In the records, find each line where "addCertDial" occurs, and copy it.

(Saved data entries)
-----

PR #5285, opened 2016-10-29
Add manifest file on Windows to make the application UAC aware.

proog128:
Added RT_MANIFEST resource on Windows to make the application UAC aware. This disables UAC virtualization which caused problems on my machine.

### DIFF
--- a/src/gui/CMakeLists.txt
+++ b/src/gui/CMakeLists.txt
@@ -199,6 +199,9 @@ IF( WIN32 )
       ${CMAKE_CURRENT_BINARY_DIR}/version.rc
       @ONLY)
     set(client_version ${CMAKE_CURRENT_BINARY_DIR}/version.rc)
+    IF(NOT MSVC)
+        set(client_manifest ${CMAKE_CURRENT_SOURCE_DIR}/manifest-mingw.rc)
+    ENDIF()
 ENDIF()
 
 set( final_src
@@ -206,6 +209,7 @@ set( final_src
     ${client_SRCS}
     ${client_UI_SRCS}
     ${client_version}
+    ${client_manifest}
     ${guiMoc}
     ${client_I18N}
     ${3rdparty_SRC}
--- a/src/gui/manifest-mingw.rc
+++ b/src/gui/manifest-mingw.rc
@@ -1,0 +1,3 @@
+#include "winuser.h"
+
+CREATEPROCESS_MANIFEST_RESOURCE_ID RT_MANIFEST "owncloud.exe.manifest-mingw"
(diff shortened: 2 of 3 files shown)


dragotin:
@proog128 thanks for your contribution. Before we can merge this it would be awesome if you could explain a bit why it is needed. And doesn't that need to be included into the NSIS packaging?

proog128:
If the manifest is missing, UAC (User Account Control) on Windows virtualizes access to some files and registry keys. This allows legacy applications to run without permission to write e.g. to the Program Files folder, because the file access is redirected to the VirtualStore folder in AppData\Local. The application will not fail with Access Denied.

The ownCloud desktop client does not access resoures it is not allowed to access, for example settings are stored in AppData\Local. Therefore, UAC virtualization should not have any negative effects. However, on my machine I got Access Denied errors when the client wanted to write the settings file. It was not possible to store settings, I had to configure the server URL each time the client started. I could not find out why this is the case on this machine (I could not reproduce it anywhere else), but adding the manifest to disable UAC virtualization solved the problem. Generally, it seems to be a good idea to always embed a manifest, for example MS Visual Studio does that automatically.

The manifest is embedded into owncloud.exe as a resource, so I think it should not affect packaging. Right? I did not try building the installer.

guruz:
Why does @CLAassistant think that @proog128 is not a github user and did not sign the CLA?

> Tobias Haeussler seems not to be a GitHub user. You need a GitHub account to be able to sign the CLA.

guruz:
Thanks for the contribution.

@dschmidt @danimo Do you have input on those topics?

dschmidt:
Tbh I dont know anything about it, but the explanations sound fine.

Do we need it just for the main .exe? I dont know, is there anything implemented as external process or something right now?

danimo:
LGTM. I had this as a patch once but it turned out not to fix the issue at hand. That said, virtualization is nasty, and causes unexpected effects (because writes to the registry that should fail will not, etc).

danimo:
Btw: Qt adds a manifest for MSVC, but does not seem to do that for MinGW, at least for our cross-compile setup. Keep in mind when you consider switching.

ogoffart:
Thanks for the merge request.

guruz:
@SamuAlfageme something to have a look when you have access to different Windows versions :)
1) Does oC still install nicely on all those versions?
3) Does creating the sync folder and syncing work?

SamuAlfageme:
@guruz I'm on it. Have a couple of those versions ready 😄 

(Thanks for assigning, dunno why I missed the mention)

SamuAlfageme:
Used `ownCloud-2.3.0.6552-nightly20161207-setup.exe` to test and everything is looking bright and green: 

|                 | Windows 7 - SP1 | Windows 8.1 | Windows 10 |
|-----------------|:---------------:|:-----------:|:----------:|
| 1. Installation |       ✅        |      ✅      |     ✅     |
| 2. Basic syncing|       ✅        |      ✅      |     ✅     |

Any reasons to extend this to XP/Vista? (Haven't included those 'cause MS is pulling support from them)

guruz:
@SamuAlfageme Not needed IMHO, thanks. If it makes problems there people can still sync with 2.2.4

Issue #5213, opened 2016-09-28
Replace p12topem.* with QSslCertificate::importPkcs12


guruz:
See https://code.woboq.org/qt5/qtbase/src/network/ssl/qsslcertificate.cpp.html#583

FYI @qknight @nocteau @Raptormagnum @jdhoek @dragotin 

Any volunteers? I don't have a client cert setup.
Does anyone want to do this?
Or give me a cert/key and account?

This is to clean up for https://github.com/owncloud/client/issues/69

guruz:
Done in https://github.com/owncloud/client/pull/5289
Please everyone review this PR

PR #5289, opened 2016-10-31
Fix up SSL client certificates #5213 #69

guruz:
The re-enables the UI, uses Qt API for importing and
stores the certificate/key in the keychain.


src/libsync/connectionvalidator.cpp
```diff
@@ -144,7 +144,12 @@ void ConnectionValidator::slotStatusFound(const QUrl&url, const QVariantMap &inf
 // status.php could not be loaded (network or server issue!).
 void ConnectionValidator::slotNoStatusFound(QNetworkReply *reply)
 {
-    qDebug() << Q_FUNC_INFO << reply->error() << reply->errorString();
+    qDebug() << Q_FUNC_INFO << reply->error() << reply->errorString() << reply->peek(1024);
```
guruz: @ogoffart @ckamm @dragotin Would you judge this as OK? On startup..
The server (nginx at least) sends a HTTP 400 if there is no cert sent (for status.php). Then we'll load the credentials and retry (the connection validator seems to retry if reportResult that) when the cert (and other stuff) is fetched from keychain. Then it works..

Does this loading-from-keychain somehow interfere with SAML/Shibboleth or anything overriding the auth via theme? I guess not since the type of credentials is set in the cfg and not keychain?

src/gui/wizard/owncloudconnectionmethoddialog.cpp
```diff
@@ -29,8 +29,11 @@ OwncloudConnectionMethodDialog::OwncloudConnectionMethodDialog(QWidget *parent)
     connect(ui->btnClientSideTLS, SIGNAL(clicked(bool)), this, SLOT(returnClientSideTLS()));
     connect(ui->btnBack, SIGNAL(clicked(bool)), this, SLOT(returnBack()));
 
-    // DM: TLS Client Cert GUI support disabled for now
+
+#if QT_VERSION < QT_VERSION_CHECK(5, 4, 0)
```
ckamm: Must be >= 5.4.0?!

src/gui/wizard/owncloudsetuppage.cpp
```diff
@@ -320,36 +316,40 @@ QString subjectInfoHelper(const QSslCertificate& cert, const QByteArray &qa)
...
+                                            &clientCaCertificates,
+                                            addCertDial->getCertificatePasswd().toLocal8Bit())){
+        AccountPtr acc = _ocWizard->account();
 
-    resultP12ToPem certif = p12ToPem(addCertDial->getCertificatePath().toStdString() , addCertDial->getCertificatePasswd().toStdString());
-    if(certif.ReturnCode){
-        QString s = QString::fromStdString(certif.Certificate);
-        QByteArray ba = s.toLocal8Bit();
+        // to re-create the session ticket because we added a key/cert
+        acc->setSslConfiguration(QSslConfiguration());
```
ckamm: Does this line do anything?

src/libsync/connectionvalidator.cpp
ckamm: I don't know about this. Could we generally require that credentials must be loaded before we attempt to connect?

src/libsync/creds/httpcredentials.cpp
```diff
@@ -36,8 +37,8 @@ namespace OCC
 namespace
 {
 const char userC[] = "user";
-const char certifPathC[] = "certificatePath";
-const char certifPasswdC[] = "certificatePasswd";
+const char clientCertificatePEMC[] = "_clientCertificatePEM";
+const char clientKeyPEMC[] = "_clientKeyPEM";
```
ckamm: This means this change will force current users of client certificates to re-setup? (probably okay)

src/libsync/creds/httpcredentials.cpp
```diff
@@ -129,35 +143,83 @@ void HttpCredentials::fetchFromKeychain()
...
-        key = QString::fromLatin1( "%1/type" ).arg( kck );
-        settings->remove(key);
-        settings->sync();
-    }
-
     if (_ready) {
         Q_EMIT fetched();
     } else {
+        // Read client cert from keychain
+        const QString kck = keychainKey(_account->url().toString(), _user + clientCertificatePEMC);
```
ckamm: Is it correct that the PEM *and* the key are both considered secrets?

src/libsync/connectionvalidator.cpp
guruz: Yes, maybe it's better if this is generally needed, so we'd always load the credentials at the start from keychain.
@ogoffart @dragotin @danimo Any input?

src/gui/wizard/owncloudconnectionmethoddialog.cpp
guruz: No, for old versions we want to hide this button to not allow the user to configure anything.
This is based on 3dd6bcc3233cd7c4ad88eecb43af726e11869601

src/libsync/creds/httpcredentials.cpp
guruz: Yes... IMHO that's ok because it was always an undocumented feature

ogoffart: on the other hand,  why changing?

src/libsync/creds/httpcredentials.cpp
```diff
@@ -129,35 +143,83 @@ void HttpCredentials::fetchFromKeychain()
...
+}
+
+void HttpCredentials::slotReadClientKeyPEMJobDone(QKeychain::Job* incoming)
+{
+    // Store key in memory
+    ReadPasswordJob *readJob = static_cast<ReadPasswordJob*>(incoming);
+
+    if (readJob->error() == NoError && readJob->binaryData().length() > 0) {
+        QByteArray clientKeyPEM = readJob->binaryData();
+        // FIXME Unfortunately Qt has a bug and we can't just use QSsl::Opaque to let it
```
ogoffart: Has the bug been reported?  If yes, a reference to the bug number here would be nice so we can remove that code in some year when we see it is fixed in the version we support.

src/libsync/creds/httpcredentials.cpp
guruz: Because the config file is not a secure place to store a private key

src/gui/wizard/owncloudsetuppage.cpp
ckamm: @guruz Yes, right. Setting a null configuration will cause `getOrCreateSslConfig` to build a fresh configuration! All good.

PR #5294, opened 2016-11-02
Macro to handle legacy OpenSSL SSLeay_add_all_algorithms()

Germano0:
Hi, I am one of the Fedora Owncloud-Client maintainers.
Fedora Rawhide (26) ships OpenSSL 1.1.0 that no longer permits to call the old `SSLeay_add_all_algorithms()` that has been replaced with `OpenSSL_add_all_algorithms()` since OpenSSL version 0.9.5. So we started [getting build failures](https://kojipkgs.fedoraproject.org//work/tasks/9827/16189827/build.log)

-----

▶ **Solution below**
+                                            addCertDial->getCertificatePasswd().toLocal8Bit())){
-    resultP12ToPem certif = p12ToPem(addCertDial->getCertificatePath().toStdString() , addCertDial->getCertificatePasswd().toStdString());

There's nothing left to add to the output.